##### INFORMATION

PR #318, opened 2017-10-06
refactor(Signal): use new signal mechanism

bigopon:
This PR follows & requires the new feature of value converter trigger in aurelia/binding#626

### DIFF
--- a/src/binding-signaler.js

##########

* [WHAT THE EXERCISE ASKS] The line containing "This PR follows" and every line after it, through the last one above, should be written out word for word.

* [RESPONSE FOR THIS EXERCISE]
This PR follows & requires the new feature of value converter trigger in aurelia/binding#626

### DIFF
--- a/src/binding-signaler.js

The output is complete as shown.